- **Dataset**
Issue #177, opened 2023-12-06
Investigate possible issue with `insert` method


grdsdev:
# Bug report

## Describe the bug

There is a possible issue with the `insert` method reported in the following tweet https://twitter.com/Archetapp/status/1731997988288147553

adhanson6:
I had seen this exact error before when I didn't have the 'returning: .representation' as a parameter to the insert method.

grdsdev:
Closing as it hasn't been updated for a while.

If someone faces this issue again, feel free to re-open it.

PR #204, opened 2023-12-20
Fix issue where nil default returning parameter caused bug in insert …

bryan-vh:

#177 

Potential bug referenced here: https://twitter.com/Archetapp/status/1731997988288147553

## What is the new behavior?

No longer results in bug due to default parameter being set to `.representation`

## Additional context

N/A


grdsdev:
Hi @bryan-vh  thanks for the fix.

Could you first add a code example that triggers the error? And that gets fixed by this change?

PR #214, opened 2023-12-29
refactor: Realtime V2

grdsdev:
## Changes

Adds a new implementation of Realtime that makes the connection more reliable by adopting modern Swift constructs such as actors, async/await, and AsyncSequence.


mkaulfers:
Looking forward to this one. Sheesh updating from `0.3.0` is absolutely atrocious.

PR #250, opened 2024-02-27
feat: Add optional "referencedTable" parameter to OR PostGREST filter

mpross512:

Feature

When using the or filter, the columns have to be in the table referenced in the "from" clause

## What is the new behavior?

Users can now specify an optional "referencedTable" parameter to the or filter, allowing the or to reference other tables besides the main table in the "from" clause.

## Additional context

image

### DIFF
--- a/Sources/PostgREST/PostgrestFilterBuilder.swift
+++ b/Sources/PostgREST/PostgrestFilterBuilder.swift
@@ -22,9 +22,10 @@ public class PostgrestFilterBuilder: PostgrestTransformBuilder {
     return self
   }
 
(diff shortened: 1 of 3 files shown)


mpross512:
You can find the PostGREST documentation on embedded filters [here](https://postgrest.org/en/latest/references/api/resource_embedding.html#embedded-filters)

grdsdev (commented):
Thanks for the contribution.

Can tou please add a test case for the or method call with a referenced table in https://github.com/supabase-community/supabase-swift/blob/main/Tests/PostgRESTTests/BuildURLRequestTests.swift

Thank you.

grdsdev (approved):

PR #293, opened 2024-03-30
Fixes #292

### LINKED ISSUE #292: Broke `StoredSession` JSON backward-compatibility
# Bug report
I noticed, that after upgrading to 2.5.0, I was logged out with the following error while retrieving the existing session:

```
keyNotFound(CodingKeys(stringValue: "identityId", intValue: nil), Swift.DecodingError.Context(codingPath: [CodingKeys(stringValue: "session", intValue: nil), CodingKeys(stringValue: "user", intValue: nil), CodingKeys(stringValue: "identities", intValue: nil), _JSONKey(stringValue: "Index 0", intValue: 0)], debugDescription: "No value associated with key CodingKeys(stringValue: \"identityId\", intValue: nil) (\"identityId\").", underlyingError: nil))
```

After digging through recent changes, I believe the changes in #274 have caused this issue. A new value `identityId` was added to the `UserIdentifiy` without providing a fallback for stored sessions.

## Describe the bug

The user gets logged out with the error above in the logs.

## To Reproduce
- Log in while using an older version 
- Upgrade to the latest release
- Run app again
-> User is logged out

## Expected behavior

There is some sort of backwards-compatibility between releases.

## System information

- OS: iOS
- Version of supabase-swift: 2.5.0

leoMehlig:

This PR fixes the bug described in #292.

1. Adds a new test class `StoredSessionTests`, which includes tests to decode the previous JSON and the current.
2. Adds a default value to `identityId` to make it backwards-compatible with the `StoredSession` in 2.4.0

Decoding an old stored session would fail.

## What is the new behavior?

Decoding an old stored session uses a default (all zeros) value for `identityId`

## Additional context

An alternative approach would be to make `identityId` optional, but that requires changes elsewhere in the SDK. The upside of that approach is, that it is more explicit and would not require custom Codable code.

### DIFF
--- a/Sources/Auth/Types.swift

- **What you should do**
Every single line of the listing must be retyped exactly.

- **Solved problem**
Issue #177, opened 2023-12-06
Investigate possible issue with `insert` method


grdsdev:
# Bug report

## Describe the bug

There is a possible issue with the `insert` method reported in the following tweet https://twitter.com/Archetapp/status/1731997988288147553

adhanson6:
I had seen this exact error before when I didn't have the 'returning: .representation' as a parameter to the insert method.

grdsdev:
Closing as it hasn't been updated for a while.

If someone faces this issue again, feel free to re-open it.

PR #204, opened 2023-12-20
Fix issue where nil default returning parameter caused bug in insert …

bryan-vh:

#177 

Potential bug referenced here: https://twitter.com/Archetapp/status/1731997988288147553

## What is the new behavior?

No longer results in bug due to default parameter being set to `.representation`

## Additional context

N/A


grdsdev:
Hi @bryan-vh  thanks for the fix.

Could you first add a code example that triggers the error? And that gets fixed by this change?

PR #214, opened 2023-12-29
refactor: Realtime V2

grdsdev:
## Changes

Adds a new implementation of Realtime that makes the connection more reliable by adopting modern Swift constructs such as actors, async/await, and AsyncSequence.


mkaulfers:
Looking forward to this one. Sheesh updating from `0.3.0` is absolutely atrocious.

PR #250, opened 2024-02-27
feat: Add optional "referencedTable" parameter to OR PostGREST filter

mpross512:

Feature

When using the or filter, the columns have to be in the table referenced in the "from" clause

## What is the new behavior?

Users can now specify an optional "referencedTable" parameter to the or filter, allowing the or to reference other tables besides the main table in the "from" clause.

## Additional context

image

### DIFF
--- a/Sources/PostgREST/PostgrestFilterBuilder.swift
+++ b/Sources/PostgREST/PostgrestFilterBuilder.swift
@@ -22,9 +22,10 @@ public class PostgrestFilterBuilder: PostgrestTransformBuilder {
     return self
   }
 
(diff shortened: 1 of 3 files shown)


mpross512:
You can find the PostGREST documentation on embedded filters [here](https://postgrest.org/en/latest/references/api/resource_embedding.html#embedded-filters)

grdsdev (commented):
Thanks for the contribution.

Can tou please add a test case for the or method call with a referenced table in https://github.com/supabase-community/supabase-swift/blob/main/Tests/PostgRESTTests/BuildURLRequestTests.swift

Thank you.

grdsdev (approved):

PR #293, opened 2024-03-30
Fixes #292

### LINKED ISSUE #292: Broke `StoredSession` JSON backward-compatibility
# Bug report
I noticed, that after upgrading to 2.5.0, I was logged out with the following error while retrieving the existing session:

```
keyNotFound(CodingKeys(stringValue: "identityId", intValue: nil), Swift.DecodingError.Context(codingPath: [CodingKeys(stringValue: "session", intValue: nil), CodingKeys(stringValue: "user", intValue: nil), CodingKeys(stringValue: "identities", intValue: nil), _JSONKey(stringValue: "Index 0", intValue: 0)], debugDescription: "No value associated with key CodingKeys(stringValue: \"identityId\", intValue: nil) (\"identityId\").", underlyingError: nil))
```

After digging through recent changes, I believe the changes in #274 have caused this issue. A new value `identityId` was added to the `UserIdentifiy` without providing a fallback for stored sessions.

## Describe the bug

The user gets logged out with the error above in the logs.

## To Reproduce
- Log in while using an older version 
- Upgrade to the latest release
- Run app again
-> User is logged out

## Expected behavior

There is some sort of backwards-compatibility between releases.

## System information

- OS: iOS
- Version of supabase-swift: 2.5.0

leoMehlig:

This PR fixes the bug described in #292.

1. Adds a new test class `StoredSessionTests`, which includes tests to decode the previous JSON and the current.
2. Adds a default value to `identityId` to make it backwards-compatible with the `StoredSession` in 2.4.0

Decoding an old stored session would fail.

## What is the new behavior?

Decoding an old stored session uses a default (all zeros) value for `identityId`

## Additional context

An alternative approach would be to make `identityId` optional, but that requires changes elsewhere in the SDK. The upside of that approach is, that it is more explicit and would not require custom Codable code.

### DIFF
--- a/Sources/Auth/Types.swift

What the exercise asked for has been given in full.